The introduction of imatinib mesylate, a Bcr-Abl1 tyrosine kinase inhibitor (TKI), has revolutionized the treatment of chronic myeloid leukemia (CML). By directly targeting the Bcr-Abl kinase, imatinib leads to durable cytogenetic remissions and in turn improved survival. However, many patients with CML develop resistance, fail to respond, or become intolerant to imatinib due to side effects. This has spurred interest in developing second-generation TKIs to overcome the mechanisms of resistance that lead to treatment failure, specifically Bcr-Abl1 kinase domain mutations. Two second-generation TKIs, nilotinib and dasatinib, are approved for the treatment of CML after imatinib failure or intolerance.

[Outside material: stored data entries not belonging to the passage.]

Issue #1561, opened 2026-03-09
Option for setting branch tracking when pushing a new branch


KayEss:
I keep forgetting to set the checkbox, and then later on when pulling code using the command line (often via scripts) things break because the tracking isn't set up. Now I have to go and try to remember the correct command for setting the tracking up.

Is it possible to have it at least remember the checkbox between using the push dialog box?

It does appear that it ignores any options for this that are set in the git config. Maybe it shouldn't do that?

Thanks

PR #1562, opened 2026-03-13
Add optional preference to remember upstream checkbox in Push dialog

legasik21:
Fixes issue #1561

This PR adds an optional preference that allows Git Cola to remember the
"Set upstream tracking" checkbox state in the Push dialog.

Behavior:
- Default behavior remains unchanged.
- When the preference is enabled, Git Cola remembers the last used
  upstream checkbox state and restores it when reopening the Push dialog.

Changes:
- Added new preference key in prefs model
- Added UI toggle in Preferences
- Implemented push dialog logic to persist and restore checkbox state
- Added tests for prefs and remote push behavior

Tests:
11 tests passing locally.

p.s. 

These are some of my first issues. If it needs anything else, please let me know. Thanks!


davvid:
I believe we already resolved this when we merged the changes in 4b666d08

Unfortunately, many patients fail subsequent treatment with these agents, as they can develop highly resistant mutations such as T315I. Various other strategies are now in use to optimize the treatment of CML, including dose optimization of imatinib, combination therapy, upfront use of second-generation TKIs, and use of maintenance therapy with interferon-α and vaccines. This review highlights progress made in the treatment of CML in the past year.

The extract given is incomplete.